• Problem to work on: Using the listing below, retype exactly the lines starting at the one with "Does not fail" and ending at the one with "the Clippy warnings, but", and include both.

• Material shown:
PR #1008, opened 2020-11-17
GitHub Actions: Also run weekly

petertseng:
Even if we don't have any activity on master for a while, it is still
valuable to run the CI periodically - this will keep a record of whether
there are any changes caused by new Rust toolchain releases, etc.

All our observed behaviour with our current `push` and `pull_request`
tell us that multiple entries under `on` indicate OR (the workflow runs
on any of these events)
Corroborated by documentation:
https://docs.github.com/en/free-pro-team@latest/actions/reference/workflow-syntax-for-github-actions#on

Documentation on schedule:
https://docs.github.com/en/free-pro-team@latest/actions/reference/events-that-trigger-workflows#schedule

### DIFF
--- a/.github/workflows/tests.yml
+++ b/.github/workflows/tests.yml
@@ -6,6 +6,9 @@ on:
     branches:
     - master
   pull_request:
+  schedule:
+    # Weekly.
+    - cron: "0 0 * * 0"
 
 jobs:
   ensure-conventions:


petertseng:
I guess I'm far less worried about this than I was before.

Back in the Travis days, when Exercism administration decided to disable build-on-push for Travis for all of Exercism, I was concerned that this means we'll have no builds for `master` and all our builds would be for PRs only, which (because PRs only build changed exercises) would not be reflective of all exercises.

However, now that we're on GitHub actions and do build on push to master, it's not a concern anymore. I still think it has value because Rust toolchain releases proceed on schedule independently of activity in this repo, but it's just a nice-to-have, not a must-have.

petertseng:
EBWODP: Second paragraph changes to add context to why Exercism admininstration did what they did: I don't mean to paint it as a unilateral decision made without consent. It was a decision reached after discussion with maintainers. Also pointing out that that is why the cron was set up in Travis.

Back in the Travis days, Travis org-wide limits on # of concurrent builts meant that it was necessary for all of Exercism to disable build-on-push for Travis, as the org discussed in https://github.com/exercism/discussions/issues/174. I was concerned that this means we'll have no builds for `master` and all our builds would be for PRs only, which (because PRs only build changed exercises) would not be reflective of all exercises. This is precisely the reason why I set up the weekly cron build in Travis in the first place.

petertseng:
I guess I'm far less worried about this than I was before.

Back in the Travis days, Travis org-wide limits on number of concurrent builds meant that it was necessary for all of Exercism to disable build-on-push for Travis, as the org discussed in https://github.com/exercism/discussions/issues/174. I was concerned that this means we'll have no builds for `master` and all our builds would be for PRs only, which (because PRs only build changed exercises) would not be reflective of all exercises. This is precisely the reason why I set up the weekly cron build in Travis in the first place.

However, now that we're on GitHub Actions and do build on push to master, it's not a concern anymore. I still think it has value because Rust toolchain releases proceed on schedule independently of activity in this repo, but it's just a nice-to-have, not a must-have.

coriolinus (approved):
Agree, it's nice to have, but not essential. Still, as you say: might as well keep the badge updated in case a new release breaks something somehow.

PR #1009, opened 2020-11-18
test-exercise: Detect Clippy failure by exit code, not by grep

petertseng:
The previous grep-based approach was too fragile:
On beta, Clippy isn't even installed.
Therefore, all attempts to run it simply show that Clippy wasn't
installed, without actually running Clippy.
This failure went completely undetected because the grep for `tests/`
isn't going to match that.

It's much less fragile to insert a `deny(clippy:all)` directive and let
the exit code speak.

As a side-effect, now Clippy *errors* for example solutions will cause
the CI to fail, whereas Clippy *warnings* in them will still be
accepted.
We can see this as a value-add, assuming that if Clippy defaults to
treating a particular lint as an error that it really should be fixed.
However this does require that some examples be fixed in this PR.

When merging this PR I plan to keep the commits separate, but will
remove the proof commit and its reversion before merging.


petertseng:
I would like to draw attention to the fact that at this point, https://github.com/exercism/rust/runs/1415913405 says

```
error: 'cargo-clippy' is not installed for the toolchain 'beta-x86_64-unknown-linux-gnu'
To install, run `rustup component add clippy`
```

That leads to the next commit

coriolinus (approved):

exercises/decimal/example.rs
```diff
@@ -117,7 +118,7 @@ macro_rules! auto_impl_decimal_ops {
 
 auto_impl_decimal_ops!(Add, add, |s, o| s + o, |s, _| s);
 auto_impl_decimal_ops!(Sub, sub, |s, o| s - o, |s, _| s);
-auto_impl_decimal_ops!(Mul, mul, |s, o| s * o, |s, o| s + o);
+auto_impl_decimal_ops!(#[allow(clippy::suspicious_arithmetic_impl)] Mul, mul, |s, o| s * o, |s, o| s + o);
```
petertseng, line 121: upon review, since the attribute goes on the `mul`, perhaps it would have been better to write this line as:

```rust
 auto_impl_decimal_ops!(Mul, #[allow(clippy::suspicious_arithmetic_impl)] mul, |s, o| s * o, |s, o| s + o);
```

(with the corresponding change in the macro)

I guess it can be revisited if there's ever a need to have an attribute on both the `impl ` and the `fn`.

* * *

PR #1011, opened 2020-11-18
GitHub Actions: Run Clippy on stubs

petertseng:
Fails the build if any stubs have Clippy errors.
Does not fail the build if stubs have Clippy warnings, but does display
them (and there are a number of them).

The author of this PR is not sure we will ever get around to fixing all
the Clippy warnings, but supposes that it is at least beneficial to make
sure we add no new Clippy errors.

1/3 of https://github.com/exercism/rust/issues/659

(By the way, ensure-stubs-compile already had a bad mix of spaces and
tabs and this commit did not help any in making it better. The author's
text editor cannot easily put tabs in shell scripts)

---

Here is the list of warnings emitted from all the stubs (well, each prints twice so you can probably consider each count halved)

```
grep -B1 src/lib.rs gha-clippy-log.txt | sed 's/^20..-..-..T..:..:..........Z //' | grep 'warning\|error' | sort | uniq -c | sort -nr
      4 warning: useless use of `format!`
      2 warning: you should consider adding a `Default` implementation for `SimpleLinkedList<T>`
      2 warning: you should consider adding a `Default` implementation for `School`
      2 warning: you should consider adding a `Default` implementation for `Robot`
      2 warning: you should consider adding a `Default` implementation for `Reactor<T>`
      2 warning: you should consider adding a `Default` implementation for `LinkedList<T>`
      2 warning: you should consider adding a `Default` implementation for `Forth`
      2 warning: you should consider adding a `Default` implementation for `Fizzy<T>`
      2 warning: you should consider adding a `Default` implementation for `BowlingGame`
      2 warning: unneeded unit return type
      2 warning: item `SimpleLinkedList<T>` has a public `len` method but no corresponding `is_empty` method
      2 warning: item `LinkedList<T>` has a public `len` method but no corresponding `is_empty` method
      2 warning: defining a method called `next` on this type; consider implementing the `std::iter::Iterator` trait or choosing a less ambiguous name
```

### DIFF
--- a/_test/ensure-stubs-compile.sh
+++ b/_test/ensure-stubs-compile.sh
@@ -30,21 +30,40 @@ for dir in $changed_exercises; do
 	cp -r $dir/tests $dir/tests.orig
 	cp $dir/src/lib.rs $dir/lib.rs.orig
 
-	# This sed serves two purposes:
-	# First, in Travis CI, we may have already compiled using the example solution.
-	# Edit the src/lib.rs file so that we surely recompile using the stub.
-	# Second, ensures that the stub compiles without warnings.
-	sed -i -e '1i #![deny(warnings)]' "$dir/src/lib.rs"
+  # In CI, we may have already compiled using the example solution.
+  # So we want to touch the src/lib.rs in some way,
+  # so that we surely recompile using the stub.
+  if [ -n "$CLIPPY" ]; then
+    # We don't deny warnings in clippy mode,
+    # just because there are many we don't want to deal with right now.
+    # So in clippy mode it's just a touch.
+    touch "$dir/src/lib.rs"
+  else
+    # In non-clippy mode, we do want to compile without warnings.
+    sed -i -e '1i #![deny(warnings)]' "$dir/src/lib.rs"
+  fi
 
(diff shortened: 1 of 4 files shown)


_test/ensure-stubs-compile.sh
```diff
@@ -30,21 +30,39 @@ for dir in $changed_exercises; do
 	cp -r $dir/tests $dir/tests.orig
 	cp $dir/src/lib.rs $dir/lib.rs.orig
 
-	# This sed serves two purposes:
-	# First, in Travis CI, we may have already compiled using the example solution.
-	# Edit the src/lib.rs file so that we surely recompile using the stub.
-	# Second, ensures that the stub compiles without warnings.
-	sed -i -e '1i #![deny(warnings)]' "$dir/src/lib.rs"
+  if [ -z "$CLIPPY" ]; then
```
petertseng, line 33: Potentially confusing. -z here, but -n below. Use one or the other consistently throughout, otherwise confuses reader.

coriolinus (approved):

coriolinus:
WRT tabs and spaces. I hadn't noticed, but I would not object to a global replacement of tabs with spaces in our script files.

--

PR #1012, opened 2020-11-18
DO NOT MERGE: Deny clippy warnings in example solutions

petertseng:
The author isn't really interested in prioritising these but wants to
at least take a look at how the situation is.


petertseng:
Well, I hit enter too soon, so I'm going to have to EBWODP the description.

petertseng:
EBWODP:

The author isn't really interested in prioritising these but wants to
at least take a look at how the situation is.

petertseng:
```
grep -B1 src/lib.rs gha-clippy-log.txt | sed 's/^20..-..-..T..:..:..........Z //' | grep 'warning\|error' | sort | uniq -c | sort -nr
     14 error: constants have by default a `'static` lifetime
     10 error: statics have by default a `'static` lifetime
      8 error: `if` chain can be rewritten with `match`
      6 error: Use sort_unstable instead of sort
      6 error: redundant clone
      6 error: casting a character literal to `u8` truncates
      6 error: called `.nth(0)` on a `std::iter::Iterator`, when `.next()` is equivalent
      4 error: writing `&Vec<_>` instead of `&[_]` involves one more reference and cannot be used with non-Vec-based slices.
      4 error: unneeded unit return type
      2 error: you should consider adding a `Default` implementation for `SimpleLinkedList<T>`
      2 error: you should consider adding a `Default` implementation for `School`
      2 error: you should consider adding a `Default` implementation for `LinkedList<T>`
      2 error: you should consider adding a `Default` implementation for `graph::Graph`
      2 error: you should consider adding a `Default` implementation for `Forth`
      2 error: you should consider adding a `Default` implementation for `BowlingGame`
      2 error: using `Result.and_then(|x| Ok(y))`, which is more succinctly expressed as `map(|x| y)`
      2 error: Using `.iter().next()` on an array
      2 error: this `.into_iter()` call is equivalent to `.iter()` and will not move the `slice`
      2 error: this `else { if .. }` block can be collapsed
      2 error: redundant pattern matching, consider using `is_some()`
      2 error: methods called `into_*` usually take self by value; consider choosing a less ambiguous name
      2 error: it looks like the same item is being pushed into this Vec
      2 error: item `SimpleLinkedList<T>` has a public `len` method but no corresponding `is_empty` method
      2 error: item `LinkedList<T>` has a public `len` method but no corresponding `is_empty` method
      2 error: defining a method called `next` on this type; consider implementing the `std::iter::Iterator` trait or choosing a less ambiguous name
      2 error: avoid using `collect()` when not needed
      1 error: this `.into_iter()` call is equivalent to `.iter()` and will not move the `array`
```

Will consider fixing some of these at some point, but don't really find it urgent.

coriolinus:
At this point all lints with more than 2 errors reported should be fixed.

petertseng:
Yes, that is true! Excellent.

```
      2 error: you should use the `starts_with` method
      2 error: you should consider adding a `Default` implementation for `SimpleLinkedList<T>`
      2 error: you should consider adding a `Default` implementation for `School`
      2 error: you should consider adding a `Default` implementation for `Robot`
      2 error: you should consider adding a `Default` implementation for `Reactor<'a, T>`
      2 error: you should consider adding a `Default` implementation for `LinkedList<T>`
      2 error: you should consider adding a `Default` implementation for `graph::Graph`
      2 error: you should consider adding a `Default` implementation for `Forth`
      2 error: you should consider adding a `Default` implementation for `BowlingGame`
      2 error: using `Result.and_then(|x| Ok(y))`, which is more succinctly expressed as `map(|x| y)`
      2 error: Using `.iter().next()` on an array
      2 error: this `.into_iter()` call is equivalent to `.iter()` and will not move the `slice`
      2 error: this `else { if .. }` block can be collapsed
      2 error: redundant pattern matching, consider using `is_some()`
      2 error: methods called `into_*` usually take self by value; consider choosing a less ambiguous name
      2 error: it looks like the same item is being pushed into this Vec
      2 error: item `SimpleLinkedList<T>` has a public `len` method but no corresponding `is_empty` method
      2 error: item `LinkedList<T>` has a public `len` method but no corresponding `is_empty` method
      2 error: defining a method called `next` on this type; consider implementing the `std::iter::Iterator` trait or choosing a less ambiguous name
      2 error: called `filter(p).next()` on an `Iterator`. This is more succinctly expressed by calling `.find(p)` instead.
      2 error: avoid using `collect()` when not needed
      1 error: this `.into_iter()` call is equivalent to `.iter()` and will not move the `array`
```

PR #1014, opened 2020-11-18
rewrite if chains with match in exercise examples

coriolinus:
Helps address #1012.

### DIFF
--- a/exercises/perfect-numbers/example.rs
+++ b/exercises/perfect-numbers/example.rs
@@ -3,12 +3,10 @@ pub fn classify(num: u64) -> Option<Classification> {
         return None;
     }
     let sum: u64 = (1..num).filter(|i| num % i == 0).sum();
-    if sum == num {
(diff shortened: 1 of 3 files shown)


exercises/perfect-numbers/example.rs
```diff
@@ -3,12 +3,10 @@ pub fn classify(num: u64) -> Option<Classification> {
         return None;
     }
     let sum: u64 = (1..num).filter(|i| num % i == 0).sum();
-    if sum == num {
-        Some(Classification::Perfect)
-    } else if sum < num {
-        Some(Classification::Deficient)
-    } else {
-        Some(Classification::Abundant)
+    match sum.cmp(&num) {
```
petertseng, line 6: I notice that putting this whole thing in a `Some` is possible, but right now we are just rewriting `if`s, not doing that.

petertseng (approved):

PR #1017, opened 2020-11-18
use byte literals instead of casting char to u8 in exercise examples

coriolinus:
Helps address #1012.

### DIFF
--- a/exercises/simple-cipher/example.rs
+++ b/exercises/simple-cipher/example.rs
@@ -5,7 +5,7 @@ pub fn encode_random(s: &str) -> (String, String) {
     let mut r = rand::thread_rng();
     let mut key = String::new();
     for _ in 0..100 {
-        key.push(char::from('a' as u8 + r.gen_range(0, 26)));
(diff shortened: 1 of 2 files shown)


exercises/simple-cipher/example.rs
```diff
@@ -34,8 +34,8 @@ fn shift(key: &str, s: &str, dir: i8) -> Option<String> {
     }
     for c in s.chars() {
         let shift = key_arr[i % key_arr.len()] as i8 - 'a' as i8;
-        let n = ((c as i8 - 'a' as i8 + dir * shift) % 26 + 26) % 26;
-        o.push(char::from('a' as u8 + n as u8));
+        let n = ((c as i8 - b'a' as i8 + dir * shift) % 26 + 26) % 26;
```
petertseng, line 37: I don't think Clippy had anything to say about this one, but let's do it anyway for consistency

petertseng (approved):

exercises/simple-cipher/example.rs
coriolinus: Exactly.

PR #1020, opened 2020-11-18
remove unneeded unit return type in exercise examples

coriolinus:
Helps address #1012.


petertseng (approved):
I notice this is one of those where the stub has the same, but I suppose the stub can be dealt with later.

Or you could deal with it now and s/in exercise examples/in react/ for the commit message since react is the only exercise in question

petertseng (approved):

• Response:
Does not fail the build if stubs have Clippy warnings, but does display
them (and there are a number of them).

The author of this PR is not sure we will ever get around to fixing all
the Clippy warnings, but supposes that it is at least beneficial to make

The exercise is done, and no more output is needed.